:: Supplied material

PR #2656, opened 2026-05-20
NFC: remove duplicate getShortDisplayName

RReverser:
Just something I noticed as part of another WIP but was out of scope of that change.

`getShortDisplayName` and `getUnqualifiedName` helpers duplicated each other. Keeping the `getUnqualifiedName` as it has clearer semantics and reusing it in couple more places.

### DIFF
--- a/c++/src/capnp/compiler/capnp.c++
+++ b/c++/src/capnp/compiler/capnp.c++
@@ -1741,7 +1741,7 @@ public:
 
       case schema::Node::STRUCT:
         if (pos == nameParts.end()) {
-          return kj::str("'", schema.getShortDisplayName(), "' cannot be evaluated.");
+          return kj::str("'", schema.getUnqualifiedName(), "' cannot be evaluated.");
         }
 
         // Use the struct's default value.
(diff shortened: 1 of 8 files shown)


kentonv:
Hmmm, in theory "display name" is for display only and so could change or include decorative text, while "unqualified name" has a specific meaning. If we're going to remove one in favor of the other I'd remove `getShortDisplayName()` since it is less-well-defined.

RReverser:
> Hmmm, in theory "display name" is for display only and so could change or include decorative text, while "unqualified name" has a specific meaning.

I thought about that but it seems moot at this point - if they diverge, _then_ it's worth adding another method.

> If we're going to remove one in favor of the other I'd remove `getShortDisplayName()` since it is less-well-defined.

Yeah fair, I'd rather do that too but wasn't sure it would be accepted given that `getShortDisplayName` is the older / more established one.

kentonv:
You'll need to update workerd, there are some call sites.

Does this actually matter for something? Maybe it's not really worth it to bother?

RReverser:
Mostly just a minor annoyance/cleanup, functionally it doesn't matter as per title.

PR #2657, opened 2026-05-20
operator* for kj::Rc and kj::Arc

mikea:
I still have to reach out for it when converting the code.


kentonv (approved):
Yep I've found myself doing `*someRc.get()` a lot, nice to be able to simplify that.

PR #2658, opened 2026-05-21
clang tidy

mikea:
It is driven by compile_flags.txt, so we will keep it up-to-date as a side-benefit.

Motivation is to eventually start using https://clang.llvm.org/extra/clang-tidy/QueryBasedCustomChecks.html (clang-22 I believe)

### DIFF
--- a/.github/workflows/quick-test.yml
+++ b/.github/workflows/quick-test.yml
@@ -18,7 +18,7 @@ env:
   INSTALL_DEPS: |
     install_deps() {
       local clang=$1
-      export DEBIAN_FRONTEND=noninteractive && sudo apt-get update && sudo apt-get install --no-upgrade --no-install-recommends -y clang-$clang libc++-$clang-dev libc++abi-$clang-dev libclang-rt-$clang-dev lld-$clang llvm-$clang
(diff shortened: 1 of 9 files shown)


fhanau (approved):
I assume that the bazel build step is being run as part of the build so that dependencies are fetched and clang-tidy can find the headers it needs – we should add a comment explicitly mentioning this before someone tries to remove the bazel build step, which could easily be misinterpreted as being redundant.

Non-blocking: clang-tidy contains no checks by default so the -*, statement should not be needed

Non-blocking: The `bazel-bin/external/brotli+/_virtual_includes/brotli_inc/` include path does not exist for me whereas bazel-out/aarch64-dbg/bin/external/brotli+/_virtual_includes/brotli_inc/ does, check which path is available for you locally

mikea:
> Non-blocking: clang-tidy contains no checks by default so the -*, statement should not be needed

This wasn't my experience. I had to disable it because lots of checks were running.

> Non-blocking: The `bazel-bin/external/brotli+/_virtual_includes/brotli_inc/` include path does not exist for me whereas bazel-out/aarch64-dbg/bin/external/brotli+/_virtual_includes/brotli_inc/ does, check which path is available for you locally

The one that I have put exists both for me & for CI. Feel free to add extra paths for your architecture, afaik extra ones do not hurt.

PR #2659, opened 2026-05-21
[release-1.3.0] backport HTTP body-size overflow fixes (CVE-2026-32239 + CVE-2026-32240)

dkgkdfg65:
backports `2744b3c012b4` onto release-1.3.0 — the http body-size overflow hardening isn't on this branch yet. one commit covers both CVE-ids:

- CVE-2026-32239: the content-length parser in `HttpInputStreamImpl::getEntityBody` runs the header through strtoull without a leading-digit check, so `Content-Length: -1` silently becomes 18446744073709551615 — a smuggling primitive through a buggy proxy.
- CVE-2026-32240: the chunked path truncates a chunk size >= 2^64 to a 64-bit value instead of rejecting it.

i pulled both parsers out and ran them either side of the commit: pre-fix `Content-Length: -1` is accepted as 2^64-1 and a 17-digit `f` chunk size truncates to 2^64-1; post-fix both are rejected. clean cherry-pick.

::::

Exercise aim ▸ Throughout the data above, copy all lines where the word "Hmmm" is found.

Solution to the problem ▸
Hmmm, in theory "display name" is for display only and so could change or include decorative text, while "unqualified name" has a specific meaning. If we're going to remove one in favor of the other I'd remove `getShortDisplayName()` since it is less-well-defined.
> Hmmm, in theory "display name" is for display only and so could change or include decorative text, while "unqualified name" has a specific meaning.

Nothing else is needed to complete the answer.